Write out every record below exactly as it appears.

• Extracted entries:
= = = = = = =

PR #2182, opened 2019-08-14
[node] IStoreService: rename key to path

IIIIllllIIIIllllIIIIllllIIIIllllIIIIll:
This brings the interface in line with Firebase terminology and with how we actually treat variables with this name

### DIFF
--- a/packages/firebase-client/src/index.ts
+++ b/packages/firebase-client/src/index.ts
@@ -156,15 +156,15 @@ class FirebaseStoreService implements Node.IStoreService {
     private readonly storeServiceKey: string
   ) {}
 
-  async get(key: string): Promise<any> {
+  async get(path: string): Promise<any> {
     let result: any;
     await this.firebase
       .ref(this.storeServiceKey)
-      .child(key)
+      .child(path)
       .once("value", (snapshot: firebase.database.DataSnapshot | null) => {
         if (snapshot === null) {
           console.debug(
-            `Failed to retrieve value at ${key}: received a "null" snapshot`
+            `Failed to retrieve value at ${path}: received a "null" snapshot`
           );
           return;
         }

= = = = = = =

• Written solution:
PR #2182, opened 2019-08-14
[node] IStoreService: rename key to path

IIIIllllIIIIllllIIIIllllIIIIllllIIIIll:
This brings the interface in line with Firebase terminology and with how we actually treat variables with this name

### DIFF
--- a/packages/firebase-client/src/index.ts
+++ b/packages/firebase-client/src/index.ts
@@ -156,15 +156,15 @@ class FirebaseStoreService implements Node.IStoreService {
     private readonly storeServiceKey: string
   ) {}
 
-  async get(key: string): Promise<any> {
+  async get(path: string): Promise<any> {
     let result: any;
     await this.firebase
       .ref(this.storeServiceKey)
-      .child(key)
+      .child(path)
       .once("value", (snapshot: firebase.database.DataSnapshot | null) => {
         if (snapshot === null) {
           console.debug(
-            `Failed to retrieve value at ${key}: received a "null" snapshot`
+            `Failed to retrieve value at ${path}: received a "null" snapshot`
           );
           return;
         }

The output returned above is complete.